▸ **TASK PROMPT**
Lines with the string "performance" are to be identified in the listing and copied.

▸ **DATA TO USE**
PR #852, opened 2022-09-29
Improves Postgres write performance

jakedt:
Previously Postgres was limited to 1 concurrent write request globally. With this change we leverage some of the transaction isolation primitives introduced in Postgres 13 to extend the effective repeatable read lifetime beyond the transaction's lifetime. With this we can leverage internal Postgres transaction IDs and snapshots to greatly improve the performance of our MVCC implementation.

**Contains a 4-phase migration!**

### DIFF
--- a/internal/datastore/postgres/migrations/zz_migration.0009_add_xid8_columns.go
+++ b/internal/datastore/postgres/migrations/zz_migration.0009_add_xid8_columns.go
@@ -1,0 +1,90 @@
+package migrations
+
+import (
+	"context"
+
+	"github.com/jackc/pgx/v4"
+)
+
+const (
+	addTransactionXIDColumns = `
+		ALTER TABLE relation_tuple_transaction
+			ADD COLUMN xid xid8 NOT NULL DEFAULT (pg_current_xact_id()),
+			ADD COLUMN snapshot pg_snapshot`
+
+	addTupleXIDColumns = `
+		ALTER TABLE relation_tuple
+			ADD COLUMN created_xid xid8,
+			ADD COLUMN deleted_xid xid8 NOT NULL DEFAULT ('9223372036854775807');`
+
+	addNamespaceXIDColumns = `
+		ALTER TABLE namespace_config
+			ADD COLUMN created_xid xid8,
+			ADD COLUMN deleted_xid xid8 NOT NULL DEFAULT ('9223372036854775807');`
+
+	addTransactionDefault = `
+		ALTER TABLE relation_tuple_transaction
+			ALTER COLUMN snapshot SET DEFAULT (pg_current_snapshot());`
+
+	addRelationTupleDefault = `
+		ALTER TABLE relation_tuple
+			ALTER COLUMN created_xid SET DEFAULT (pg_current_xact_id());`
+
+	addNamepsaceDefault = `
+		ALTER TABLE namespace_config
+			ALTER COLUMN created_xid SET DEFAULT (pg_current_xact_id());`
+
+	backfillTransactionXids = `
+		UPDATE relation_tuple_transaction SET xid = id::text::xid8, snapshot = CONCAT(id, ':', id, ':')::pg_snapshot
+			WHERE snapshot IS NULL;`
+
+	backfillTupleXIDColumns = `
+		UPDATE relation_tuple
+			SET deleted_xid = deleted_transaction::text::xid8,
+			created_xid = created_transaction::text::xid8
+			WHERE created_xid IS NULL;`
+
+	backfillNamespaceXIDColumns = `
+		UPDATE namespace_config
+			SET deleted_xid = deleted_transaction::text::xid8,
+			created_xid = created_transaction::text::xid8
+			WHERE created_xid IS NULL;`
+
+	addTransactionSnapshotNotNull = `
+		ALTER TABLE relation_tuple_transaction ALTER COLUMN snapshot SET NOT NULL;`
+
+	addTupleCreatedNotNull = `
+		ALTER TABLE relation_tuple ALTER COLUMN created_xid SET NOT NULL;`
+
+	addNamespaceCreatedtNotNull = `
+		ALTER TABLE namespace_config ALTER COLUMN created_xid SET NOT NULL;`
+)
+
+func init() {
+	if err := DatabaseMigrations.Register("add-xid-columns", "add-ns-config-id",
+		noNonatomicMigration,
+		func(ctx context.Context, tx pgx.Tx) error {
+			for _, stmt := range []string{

▸ **RESPONSE AREA**
Improves Postgres write performance
Previously Postgres was limited to 1 concurrent write request globally. With this change we leverage some of the transaction isolation primitives introduced in Postgres 13 to extend the effective repeatable read lifetime beyond the transaction's lifetime. With this we can leverage internal Postgres transaction IDs and snapshots to greatly improve the performance of our MVCC implementation.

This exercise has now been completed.